休日の横浜中華街は混雑がひどい。人気店や有名店は外に人があふれている反面、メインの通りから一歩入ると意外と人の入っていない店、すいた店もある。

 

待つのはキライ、行列なんかとんでもないと思っている吾輩は当然空いた店に入る。どんな店に入っても大方はハズレということがなく、ごく普通のレストランでおいしく食事ができる。

たまに、なるほど暇な店のわけだと思うこともあるが、意外やいいお店にあたったときのうれしさのほうが勝るので、やはり並んでまで食事をしようとは思わない。ハズレの店も当たりの店もそうはないので、安心して空いた店に入る。入れば外から見える席に着くようにしている。なぜなら吾輩は「招き猫」だからである。

 

「客が客を呼ぶ」というのはよく言われることで。新規開店のなどの場合は、目玉商品を用意したり、先着100名様半額のようなことをやって人を集めている。中にはオペレーションをコントロールして、計画的に行列を演出している店もあるらしい。人がいれば安心して別の人が来るからだ。

 

というわけで、吾輩が通りから見えるところに座っていると、一人二人と客が入ってくる。吾輩は置物のように左手(前脚)をあげて手招きをしているわけではないが、客が次々と入ってくる。

 

 ここまでは中が見え、先にまあまともに見える客がいるから安心して次の客が入ってくると心理作用で説明がつく。だが同じようなことが、中の様子が見えないスナックのようなところでも起こるのである。

 

 水商売というくらいで、なんで今日は給料日なのに人がいないのというようなことがある。

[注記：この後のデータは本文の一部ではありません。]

PR #1164, opened 2016-06-20
Update Algorithm Symmetric Difference

dakshshah96:
Refer #1094 
- Removed one of the solutions (https://repl.it/CLod/0) because it wasn't working.
- Added a new Basic solution.

### DIFF
--- a/Algorithm-Symmetric-Difference.md
+++ b/Algorithm-Symmetric-Difference.md
@@ -1,44 +1,41 @@
 # Algorithm Symmetric Difference
 
-### Problem Explanation:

一人で飲みに行くことはないので必ず誰かと一緒であるが、今日は吾輩たちだけかなどと思っていると、ぽつりぽつりと客が現れいつの間にか、程よい込み具合になってしまう、ということがかなりある。

 

 飲んでいて次の客が来ないと出られないと聞いたことがあるが、今までそういう貸し切り状態になった経験はない。

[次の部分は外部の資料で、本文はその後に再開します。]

PR #1192, opened 2016-06-28
fix broken links

profoundhub:
Fixed Broken Links


Rafase282:
They are not broken, they are just not meant to be accessible from this repo.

 であるから、招き猫の置物を置くより、ハイボール一杯タダをエサに吾輩を店に呼ぶほうが安いぞ。という話を仲間内でしたら、いつも皆が来る時間よりちょっと早い時間に店に行っているだけだろうという反論があった。

 

 なるほどもっともなご意見なので、「吾輩は招き猫である」を証明するために、これからは条件を変えあれこれ検証の「実験」のためにいろいろな店に通わねばならなくなった。